New Beginnings.
I have my answer.
And now, New Beginnings...
I was a good person, years ago, and even though life has changed me in innumerable ways, I will remember that I am still that person inside.
I will remember what has made ME happy in days past-- how it really FELT to be happy-- and strive to put myself in places and situations where I can feel that way again.
I will listen for my own instincts, heed them, and follow them. I will trust myself.
I will be more conscious of my own needs, goals and dreams.
I will continue to teach, but not just in order to "build a career", but because I love what I do. I know that if this thought is at the forefront of my mind as I go forward, I will eventually land in the best possible situation for my girls and me.

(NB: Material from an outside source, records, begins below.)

PR #848, opened 2026-02-18
Make benchmark CI env more similar to docker image

oliverwm1:
We want benchmarks to run in an environment as similar as possible to our production env using the deps-only image. This makes one change particularly relevant for GPU benchmarks. Alternatively we could run these benchmarks via a beaker job, but then it is harder to guarantee that they will run consistently on the same GPU type, which makes interpretation harder.


oliverwm1:
> Could we do beaker jobs on only one cluster?

We could, just can't guarantee it will run before timing out given how busy most of the clusters are.

PR #856, opened 2026-02-19
Coupled evaluator with prediction loader 

### LINKED ISSUE #805: `prediction_loader` for coupled eval
We have this feature for `fme.ace.inference` but not coupled. This is useful to compare things like `inference/mean/weighted_mean_gen`, where the current workaround is to manually add in the corresponding `target` from a different panel, but this is cumbersome and requires manually doing this for all variables. If we can have `prediction_loader` for coupled eval, we can simply do a run that's target data only and use it as a standalone wandb run to compare with.

Image

elynnwu:
`prediction_loader` is an already supported feature in ace evaluator, we add this feature for coupled evaluator so that we can easily compare with target data on wandb.

Resolves #805


fme/coupled/inference/evaluator.py
```diff
@@ -321,13 +365,40 @@ def run_evaluator_from_config(config: InferenceEvaluatorConfig):
...
+            aggregator=aggregator,
+            prediction_data=prediction_data,
+            target_data=data,
+            deriver=deriver,
+            writer=writer,
+            record_logs=record_logs,
+            restrict_to_output_names=(
+                stepper.ocean.out_names,
+                stepper.atmosphere.out_names,
+            ),
```
elynnwu: We did not have to do this in ace evaluator because there was no merge operation, we need this here because we can have overlap in atmosphere and ocean in_names (e.g., land_fraction)

elynnwu:
Job [here](https://beaker.org/orgs/ai2/workspaces/ace/work/01KHVZYNT60QFC0BD0BMDWYREZ?taskId=01KHVZYP1VX477GSH2PW8AT4CA&jobId=01KHVZYP5TK846ZHKT9F77P0HN)
wandb [here](https://wandb.ai/ai2cm/ace/runs/1d2dsx5j)

fme/coupled/inference/loop.py
```diff
@@ -0,0 +1,110 @@
...
+    aggregator: InferenceAggregatorABC[
+        CoupledPairedData | CoupledPrognosticState,
+        CoupledPairedData,
+    ],
+    prediction_data: InferenceGriddedData,
+    target_data: InferenceGriddedData,
+    deriver: CoupledDeriverABC,
+    writer: CoupledPairedDataWriter | NullDataWriter | None = None,
+    record_logs: Callable[[InferenceLogs], None] | None = None,
+    restrict_to_output_names: tuple[list[str], list[str]] | None = None,
```
jpdunc23: Can you please add a new dataclass to replace `tuple[list[str], list[str]]` in fme/coupled/typing_.py:

```python
@dataclasses.dataclass
class CoupledNames:
    ocean: list[str]
    atmosphere: list[str]
```

~~You could also add an `@property` called `out_names` to `CoupledStepperConfig` which gets the names from the component steppers and returns a `CoupledNames` object.~~ See my [other comment](https://github.com/ai2cm/ace/pull/856/changes#r2834978875) where I suggest instead adding `all_names` to `CoupledStepperConfig`.

fme/coupled/inference/test_evaluator.py
```diff
@@ -200,6 +207,11 @@ def inference_helper(
         "ak_0" not in ds_atmos.coords
     ), "TODO: update this assertion now that vertical coords are written"
     assert "ak_0" not in ds_ocean.coords
+    if use_prediction_data:
+        assert not os.path.exists(tmp_path / "atmosphere/restart.nc")
+        assert not os.path.exists(tmp_path / "atmosphere/initial_condition.nc")
+        assert not os.path.exists(tmp_path / "ocean/restart.nc")
+        assert not os.path.exists(tmp_path / "ocean/initial_condition.nc")
```
jpdunc23, line 214: Would be good to add a check similar to the following in the fme.ace test:

```python
                # if these are off by something like 90% then probably the stepper
                # is being used instead of the prediction_data
                assert log[f"inference/mean/weighted_rmse/{var}"] == 0.0
                assert log[f"inference/mean/weighted_bias/{var}"] == 0.0
```

fme/coupled/inference/loop.py
```diff
@@ -0,0 +1,110 @@
...
+                    initial_condition=CoupledPairedData(
+                        ocean_data=PairedData.from_batch_data(
+                            prediction=pred_ic.ocean_data,
+                            reference=target_ic.ocean_data,
+                        ),
+                        atmosphere_data=PairedData.from_batch_data(
+                            prediction=pred_ic.atmosphere_data,
+                            reference=target_ic.atmosphere_data,
+                        ),
+                    ),
```
jpdunc23: Can you use `CoupledPairedData.from_coupled_batch_data` here?

fme/coupled/inference/loop.py
```diff
@@ -0,0 +1,110 @@
...
+from fme.coupled.data_loading.batch_data import (
+    CoupledBatchData,
+    CoupledPairedData,
+    CoupledPrognosticState,
+)
+from fme.coupled.data_loading.gridded_data import InferenceGriddedData
+from fme.coupled.inference.data_writer import CoupledPairedDataWriter
+
+
+class CoupledDeriverABC(Protocol):
```
jpdunc23: I think using `Protocol` rather than `abc.ABC` as in fme.ace is good, but we should call it `CoupledDeriverProtocol` or simply `CoupledDeriver`.

fme/coupled/inference/evaluator.py
jpdunc23: In the fme.ace version we log all variables including input-only forcings. I think this can be useful for examining the forcings and for post-hoc analyses.

See my [other comment](https://github.com/ai2cm/ace/pull/856/changes#r2834868549). I think we can instead add an  `@property` called `all_names` to `CoupledStepperConfig` which returns a `CoupledNames` where:
- `atmosphere` has its out names + `atmosphere_forcing_exogenous_names` + `shared_forcing_exogenous_names`
- `ocean` has its out names + `ocean_forcing_exogenous_names`

elynnwu: Good point, added

fme/coupled/inference/loop.py
elynnwu: Yes, updated

fme/coupled/inference/test_evaluator.py
elynnwu: Added

fme/coupled/inference/loop.py
elynnwu: Changed to `CoupledDeriver`

fme/coupled/data_loading/test_data_loader.py
```diff
@@ -65,6 +65,7 @@ def _save_netcdf(
     timestep_size=1,
     timestep_start=0,
     nz=3,
+    masked_fill_value: float = float("nan"),
```
jpdunc23, line 68: Do you know why this is needed for `prediction_loader` inference but not evaluator inference?

fme/coupled/stepper.py
```diff
@@ -383,6 +383,19 @@ def shared_forcing_exogenous_names(self) -> list[str]:
...
         return self._shared_forcing_exogenous_names
 
+    @property
+    def all_names(self) -> CoupledNames:
+        """All variable names to log (outputs plus input-only forcings)."""
+        atmosphere_names = (
+            self.atmosphere.stepper.output_names
+            + self._atmosphere_forcing_exogenous_names
+            + self._shared_forcing_exogenous_names
+        )
```
jpdunc23, line 392: Shouldn't matter in practice, but agent review flagged that `_shared_forcing_exogenous_names` is a subset of `_atmosphere_forcing_exogenous_names`, so probably best to remove `_shared_forcing_exogenous_names` here.

fme/coupled/inference/loop.py
```diff
@@ -0,0 +1,105 @@
...
+    aggregator: InferenceAggregatorABC[
+        CoupledPairedData | CoupledPrognosticState,
+        CoupledPairedData,
+    ],
+    prediction_data: InferenceGriddedData,
+    target_data: InferenceGriddedData,
+    deriver: CoupledDeriver,
+    writer: CoupledPairedDataWriter | NullDataWriter | None = None,
+    record_logs: Callable[[InferenceLogs], None] | None = None,
+    restrict_to_output_names: CoupledNames | None = None,
```
jpdunc23: Nit: Maybe call this `all_names` since it is no longer restricted to just output names.

fme/coupled/data_loading/test_data_loader.py
elynnwu: Okay this is because we didn't write `mask_2d` so variables like `o_prog` doesn't have the right mask, I reverted back to using nans as masked fill values and added the proper mask.

PR #857, opened 2026-02-20
Add parallel equivalent of test_step

mcgibbon:
This PR adds unit and regression tests for some StepABC implementations, specifically the configurations using NoiseConditionedSFNO.

- [x] Tests added

### DIFF
--- a/CONTRIBUTING.md
+++ b/CONTRIBUTING.md
@@ -46,3 +46,18 @@ committing code: `pre-commit install`.
 
 You can run local tests with `pytest`. As a shortcut for running only faster unit
 tests, use `make test_very_fast` from the root of the repository.
+
+## Internal Development
+
+If you are making changes directly to ai2cm/ace, please follow these internal
+development guidelines.
+
+When making new branches, use the naming convention:
+`<type>/<short-description>`, where `<type>` is one of:
+- feature: Any new functionality in the repository including workflows and scripts but not including configurations. Should be the "default" type if it's unclear which to use.
+- refactor: No changes to features, just code restructuring or simplification.
+- fix: Bug fixes.
+- exp: Branch used for running experiments that is likely not intended to merge with mainline code. Functionality changes in these branches should first be PR'd using a feature branch.
+- config: Changes to baseline and experimental configurations under config/.
+- scripts: Changes isolated to a single script under scripts/ and subject to less rigorous review than changes to core code.
+- docs: Documentation changes only.
--- a/fme/ace/data_loading/benchmark.py
+++ b/fme/ace/data_loading/benchmark.py
@@ -43,22 +43,16 @@ class BenchmarkConfig:
             requirements=DataRequirements(self.names, self.n_timesteps),
         )
 
-    def configure_wandb(self, env_vars: dict | None = None, **kwargs):
-        config = to_flat_dict(dataclasses.asdict(self))
-        # our wandb class requires "experiment_dir" to be in config
-        config["experiment_dir"] = TMPDIR
-        os.makedirs(TMPDIR)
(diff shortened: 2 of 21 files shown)


fme/core/distributed/parallel_tests/test_step.py
```diff
@@ -0,0 +1,494 @@
...
+    img_shape = (20, 40)
+    n_samples = 2
+    selector = get_config(None)
+    if selector.config.get("conditional", False):
+        labels = BatchLabels.new_from_set(
+            {"a", "b"}, n_samples=n_samples, device=fme.get_device()
+        )
+        labels.tensor[:] = np.random.randint(
+            0, 2, (n_samples,), device=fme.get_device()
+        )
```
elynnwu: Don't think numpy takes in device

fme/core/distributed/parallel_tests/test_step.py
```diff
@@ -0,0 +1,494 @@
...
+                    secondary_diagnostic_names=["diagnostic_rad"],
+                    network=ModuleSelector(type="MLP", config={}),
+                ),
+                normalization=normalization,
+            ),
+        ),
+    )
+
+
+def get_label_conditioned_selector(
```
elynnwu: I know this is just copied, but this is unused, maybe remove?

elynnwu (commented):
It's unclear to me how we want to maintain these duplicated tests in the future, I think it's fine that we keep the parallel tests in a separate folder but I do worry that there're many duplicated calls. Is it possible to share some of the utils at least? for example the `get_*` functions

fme/core/distributed/parallel_tests/test_step.py
mcgibbon: Removed

fme/core/distributed/parallel_tests/test_step.py
mcgibbon: Updated

mcgibbon:
> It's unclear to me how we want to maintain these duplicated tests in the future, I think it's fine that we keep the parallel tests in a separate folder but I do worry that there're many duplicated calls. Is it possible to share some of the utils at least? for example the `get_*` functions

It's difficult to import symbols form test files in a different directory, I would need to put them into the ace package itself. And I kind of want the ability to define these configurations independently, for example the non-parallel corrector selector uses the old SFNO architecture while this one uses the NCSFNO since it will support parallelism.

Maybe eventually we can ensure everything supports parallelism and won't need duplicates for these tests?

elynnwu:
> Maybe eventually we can ensure everything supports parallelism and won't need duplicates for these tests?

Okay this would be great. We will probably have to think about running in parallel for old architectures, maybe they can just be skipped in some configurations?

mahf708:
> > Maybe eventually we can ensure everything supports parallelism and won't need duplicates for these tests?
> 
> Okay this would be great. We will probably have to think about running in parallel for old architectures, maybe they can just be skipped in some configurations?

This is something we are discussing in E3SM. Our (ultimate) vision in implementing the spatial ||ism stuff is that the distributed backends have this strict hierarchy: ModelTorchDistributed is a superset of TorchDistributed is a superset of NonDistributed. In other words, for a given problem size (if it fits on a machine in all configs) they all should yield identical up to reduction precision (cuda reductions can be flaky, which we can allow, but which we can try to disallow if needed with a perf hit). The hierarchy means that all ops downstream must be backend-agnostic, e.g., something like RealFFT2 shouldn't care about the backend (neither in API nor in numerical results). An aside, for the e3sm model itself, we ensure this in E3SM with strict testing, so when the C++/F90/etc. cases run, they are layout-invariant (i.e., get identical results with any node count)

PR #861, opened 2026-02-20
Improve performance of dhconv contraction

mcgibbon:
This PR changes the shape of the weight matrix in SpectralConvS2 from [group, in, out, lat] to [group, lat, out, in] so that the matrix multiplication dimensions [out, in] are the fast dimensions, with [in] being the fastest. Backwards compatibility is included for existing checkpoints.

Changes:
- No public API changes

- [x] Tests added

### DIFF
--- a/fme/core/models/conditional_sfno/s2convolutions.py
+++ b/fme/core/models/conditional_sfno/s2convolutions.py
@@ -59,8 +59,6 @@ def _contract_lora(
     """
     lora_A = torch.view_as_complex(lora_A)
     lora_B = torch.view_as_complex(lora_B)
-    # tmp = torch.einsum("gxri,bgixy->bgxry", lora_A, x)
-    # out = torch.einsum("gxor,bgxry->bgoxy", lora_B, tmp)
     return torch.einsum("gxri,gxor,bgixy->bgoxy", lora_A, lora_B, x)
 
 


mcgibbon:
Commits are done such that there's verification the model produces identical behavior. I made a separate commit updating the regression target which only trivially changes the weight initialization (making it cleaner, but breaking regression).

Still need to write a test that ensures previous checkpoints have their behavior unchanged, but it should be implemented/working using the same method we use to support old checkpoints without a group dim.

Before and after (note the change to dhconv and the total):
image
image
Note that with 8 groups, we no longer see an improvement as the runtime is already low (15ms on T4).

mcgibbon:
~~When reviewing, please check that the regression file updates are valid by looking per-commit. The weight shape refactor is done first in a way that maintains backwards compatibility and passes regression tests, with the regression targets only updated afterwards with a trivial change to the way the weights are initialized (which changes the values they get initialized to).~~

I added a checkpoint-load regression test in another PR, so this is no longer an issue.

mcgibbon:
I added a regression test for the output from a loaded checkpoint being the same, using an input checkpoint generated from main. The test caught a bug, so it's working properly.

fme/core/models/conditional_sfno/s2convolutions.py
```diff
@@ -59,7 +59,9 @@ def _contract_lora(
     """
     lora_A = torch.view_as_complex(lora_A)
     lora_B = torch.view_as_complex(lora_B)
-    return torch.einsum("girx,grox,bgixy->bgoxy", lora_A, lora_B, x)
+    # tmp = torch.einsum("gxri,bgixy->bgxry", lora_A, x)
```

I will strive for a stable, peaceful, positive and consistent environment, at all times, and above all else.
We all deserve nothing less.
Happy Easter.
2 comments:
i don't know what the new beginning is stemming from, but of course a new beginning begs the question of what has ended. I read pain and hope in your words, and send out a prayer for peace and love to fill your life.
xoxo
Happy Easter.
"Weeping, be gone; sorrow, be silent:
Death put asunder, and Easter is bright.
Cherubim sing: O grave, be open!
Clothe us in wonder, adorn us in light.
Jesus is risen and we shall arise:
Give God the glory! Alleluia!"
I have just reread this post, and read it more carefully this time round. I hope that the new beginnings are going smoothly for you and your girls.